On December 11, 2015, the Securities and Exchange Commission (SEC) voted to propose a new rule (the Proposed Rule) that significantly modifies the regulation of the use of derivatives by registered investment companies, including mutual funds, exchange-traded funds (ETFs) and closed-end funds, and business development companies (BDCs).

Overview of the Proposed Rule

Portfolio Limitations for Derivatives Transactions

The Proposed Rule would require a fund that engages in derivatives transactions to comply with one of two alternative portfolio limitations:

  • Exposure-Based Portfolio Limit. Under the exposure-based portfolio limit, a fund would be required to limit its aggregate exposure to 150 percent of the fund’s net assets.
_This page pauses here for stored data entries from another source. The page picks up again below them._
PR #2556, opened 2023-11-15
Hopefully fix issue for testing locally

SuperDJ:
While testing locally I noticed that I got an `403` error even though I was using `Passport::actingAsClient()`. That error occurs because there is no `$user` and no `bearerToken()` provided. But I did notice that `auth()?->client()` returned the `Passport::actingAsClient()` `Client` instance.  

So I'm hoping that with this change testing works as expected. It should now check for either the `bearerToken()` or the loggedin Client provided by  `Passport::actingAsClient()`.

### DIFF
--- a/src/Middleware/PermissionMiddleware.php
+++ b/src/Middleware/PermissionMiddleware.php
@@ -16,7 +16,7 @@ class PermissionMiddleware
         $user = $authGuard->user();
 
         // For machine-to-machine Passport clients
-        if (! $user && $request->bearerToken() && config('permission.use_passport_client_credentials')) {
+        if (! $user && ($request->bearerToken() || auth()?->client()) && config('permission.use_passport_client_credentials')) {
             $user = Guard::getPassportClient($guard);
         }
 
--- a/src/Middleware/RoleMiddleware.php
+++ b/src/Middleware/RoleMiddleware.php
@@ -16,7 +16,7 @@ class RoleMiddleware
         $user = $authGuard->user();
 
         // For machine-to-machine Passport clients
-        if (! $user && $request->bearerToken() && config('permission.use_passport_client_credentials')) {
+        if (! $user && ($request->bearerToken() || auth()?->client()) && config('permission.use_passport_client_credentials')) {
             $user = Guard::getPassportClient($guard);
         }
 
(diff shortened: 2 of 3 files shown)


drbyte:
While my experience with Passport is limited, the changes you are proposing here so far make sense.

Are you satisfied that these changes have resolved the testing problem you were encountering?

SuperDJ:
@drbyte I reset the file to the current situation and run the tests, they failed. Than changed it with this change and they passed. 

I did wonder if for the sake of readability the if statement should become a method?

parallels999:
`getPassportClient` already checks `client()`, 
Maybe you are doing something wrong in your tests, it would be great if you published an example, maybe your problem can be fixed without changing the library
https://github.com/spatie/laravel-permission/blob/c66c0de99a95a88288507fa96676b89625f54488/src/Guard.php#L91-L93
https://github.com/spatie/laravel-permission/blob/c66c0de99a95a88288507fa96676b89625f54488/src/Guard.php#L95
https://github.com/spatie/laravel-permission/blob/c66c0de99a95a88288507fa96676b89625f54488/src/Guard.php#L81-L106

parallels999:
It seems that this was expected, they added a dump bearer
https://github.com/spatie/laravel-permission/blob/c66c0de99a95a88288507fa96676b89625f54488/tests/TestCase.php#L275-L277

parallels999:
> `auth()?->client()` returned the `Passport::actingAsClient()` Client instance.

maybe you forget the guard
```php
Passport::actingAsClient($YOUR_CLIENT, [], 'guard_name_here');
```
**Source:** [laravel/passport/Passport.php#L385](https://github.com/laravel/passport/blob/eb78ec6c192a01fbbe76dd427630a5e500e2486a/src/Passport.php#L385)

SuperDJ:
@parallels999 the way I handle `Passport::actingAsClient` is like the following:

```php
// Some test
public function test()
{
   $this->actingAsClient();
}

// Passport actingAsClient wrapper method
protected function actingAsClient( client = null, $permissions = null )
    {
        if( !$client )
        {
            $client = Client::factory()->create();
        }
        Passport::actingAsClient(
            $client,
            [ '*' ]
        );

        if( $permissions )
        {
            $this->assignRole(<some params>);
        }

        return $this;
    }
```

From what I understand is that `Passport::actingAsClient` simulates a client being loggedin. So to me that is assuming that a bearer token is being passed. Unfortunately that appears not to be the case.

parallels999:
That example doesn't help much. 

You could try to make a PR to Passport so that it adds the dump bearer token automatically

PR #2557, opened 2023-11-15
Support guard_name on middleware

erikn69:
I add some tests
When a model uses more than one guard, it seems that the permissions cannot be reached

I don't know if it is an issue or expected behavior

----

Also, on next test, `testRole` has `web` guard_name, but login and `roleMiddleware` uses `api`, 
give me `200`,Shouldn't it be 403?
```php
/** @test */
public function multiple_guard_user_can_access_role_while_login_using_specific_guard2(): void
{
    config()->set('auth.guards.api.driver', 'session');
    Auth::guard('api')->login($this->testUser);

    $this->testUser->assignRole('testRole');

    $this->assertEquals(
        403,
        $this->runMiddleware($this->roleMiddleware, 'testRole', 'api')
    );
}
```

A fund’s “exposure” generally would be calculated as the aggregate notional amount of its derivatives transactions, together with its obligations under financial commitment transactions and certain other transactions.
  • Risk-Based Portfolio Limit. Under the risk-based portfolio limit, a fund would be permitted to obtain exposure up to 300 percent of the fund’s net assets, provided that the fund satisfies a risk-based test (based on value-at-risk (VaR)). The risk-based portfolio limit is designed to indicate whether a fund’s derivatives transactions, in aggregate, have the effect of reducing the fund’s exposure to market risk, as measured by the VaR test.

Asset Segregation for Derivatives Transactions

The Proposed Rule also would require a fund to segregate assets in connection with derivative transactions. The Proposed Rule would require segregated assets to be “qualifying coverage assets,” which would be limited to cash and cash equivalents or, with respect to any derivatives transaction under which the fund may satisfy its obligations by delivering a particular asset, that particular asset. The amount a fund would be required to segregate would equal the sum of:

  • Mark-to-Market Coverage Amount. The amount the fund would pay if the fund exited the derivatives transaction at the time of the determination.
  • Risk-Based Coverage Amount. An additional risk-based coverage amount representing a reasonable estimate of the potential amount the fund would pay if the fund exited the derivatives transaction under stressed conditions.
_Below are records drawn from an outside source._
PR #2559, opened 2023-11-16
Fixes middleware namespace in docs

3rgo:
The middleware namespace shown in the documentation was incorrect (missing an "s")


parallels999:
It's v6 docs, the "s" is on v5

drbyte:
**parallels999** is correct.  The `v6` api changed slightly from `v5`. Be sure to consult the documentation for the version of the package that you are using.

3rgo:
My bad, didn't even see it was v6, and I was still on v5

PR #2595, opened 2024-01-22
Update middleware.md

farhadmpr:
Using \Middleware\ instead of \Middlewares\ in Laravel 10


parallels999:
V5 vs V6, read again, 
​you got it all wrong

PR #2601, opened 2024-02-06
Added Team-Knowledge to Permission-Model roles relation

renky:
In huge team-environments the Permission-Model eager loads always all roles of all teams independent of a current used team-id. This can lead to much ram usage due to multiple thousands loaded role-models.

This fix finally reduces amount of loaded role-models significantly.

### DIFF
--- a/src/Models/Permission.php
+++ b/src/Models/Permission.php
@@ -57,12 +57,20 @@ class Permission extends Model implements PermissionContract
      */
     public function roles(): BelongsToMany
     {
-        return $this->belongsToMany(
+        $relation = $this->belongsToMany(
             config('permission.models.role'),
             config('permission.table_names.role_has_permissions'),
             app(PermissionRegistrar::class)->pivotPermission,
             app(PermissionRegistrar::class)->pivotRole
         );
+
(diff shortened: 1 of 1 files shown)


parallels999:
**Also you needs to add some tests, to avoid breaking it again in the future, and to show that a problem is fixed**

--- 

I think this breaks cache feature, because all possible permission-role configurations are saved in cache
https://github.com/spatie/laravel-permission/blob/0e593bb9e6808cc55c67f150878b0847f20b9036/src/PermissionRegistrar.php#L284-L287
Maybe this works in your specific use case, you could have your own custom Permission model

---

>In huge team-environments the Permission-Model eager loads always all role

Also `Model-Role` relation already has that code, because Model uses `hasRoles` trait
After cache feature(first load only), role models must be with teams id query on `Model-Role` and cached on `Permission-Role`
If that query is being executed, it is because you implemented something wrong, or the problem is somewhere else.
https://github.com/spatie/laravel-permission/blob/0e593bb9e6808cc55c67f150878b0847f20b9036/src/Traits/HasRoles.php#L48-L66

PR #2606, opened 2024-02-07
Update middleware.md

mrpritchett:
Incorrect path for middleware docuemntation.


drbyte:
Thanks for your contribution.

Derivatives Risk Management Program

Under the Proposed Rule, a fund that engages in more than a limited number of derivatives transactions or uses complex derivatives would be required to establish a formalized derivatives risk management program consisting of certain components administered by a designated derivatives risk manager (who must be an employee of the fund or its investment adviser, but cannot be a portfolio manager of the fund) approved by the fund’s board of directors. The fund’s board of directors also would be required to review and approve the derivatives risk management program. The formalized risk management program requirements would be in addition to certain requirements related to derivatives risk management that would apply to every fund that enters into derivatives transactions in reliance on the rule.

Requirements for Financial Commitment Transactions.
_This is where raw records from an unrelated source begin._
PR #2607, opened 2024-02-08
fix(team): Add nullable team_id

Androlax2:
Added `null` to helpers `getPermissionsTeamId` and `setPermissionsTeamId` and in the `PermissionRegistrar`.

This is to fix a PHPStan problem : 

`Parameter #1 $id of function setPermissionsTeamId expects Illuminate\Database\Eloquent\Model|int|string, null given.`

But when you put `''`, my tests are failing because it expects a `null` as per the doc.

### DIFF
--- a/src/PermissionRegistrar.php
+++ b/src/PermissionRegistrar.php
@@ -109,7 +109,7 @@ class PermissionRegistrar
     }
 
     /**
-     * @return int|string
+     * @return int|string|null
      */
     public function getPermissionsTeamId()
     {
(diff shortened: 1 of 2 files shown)


drbyte:
@erikn69 any downsides to this?

erikn69:
It doesn't affect anything
Seems like a fix to me
https://github.com/spatie/laravel-permission/blob/3e4630f3c2160d952ad96023b32b6c186a62ec5f/src/PermissionRegistrar.php#L101-L103

drbyte:
Thanks!

func0der:
Could have added the type to the property, too, since it is initialized with `null`.
Would make the whole thing more coherent.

Under the Proposed Rule, a fund that enters into financial commitment transactions (such as reverse repurchase agreement, short sale borrowing, or any firm or standby commitment agreement or similar agreement, including unfunded loan commitments) would be required to segregate assets with a value equal to the full amount of cash or other assets that the fund is conditionally or unconditionally obligated to pay or deliver under those transactions. For this purpose, “qualifying coverage assets” would include (1) cash and cash equivalents; (2) with respect to any financial commitment transaction under which the fund may satisfy its obligations under the transaction by delivering a particular asset, that particular asset; or (3) assets that are convertible to cash or that will generate cash, equal in amount to the financial commitment obligation, prior to the date on which the fund can be expected to be required to pay such obligation or that have been pledged with respect to the financial commitment obligation and can be expected to satisfy such obligation.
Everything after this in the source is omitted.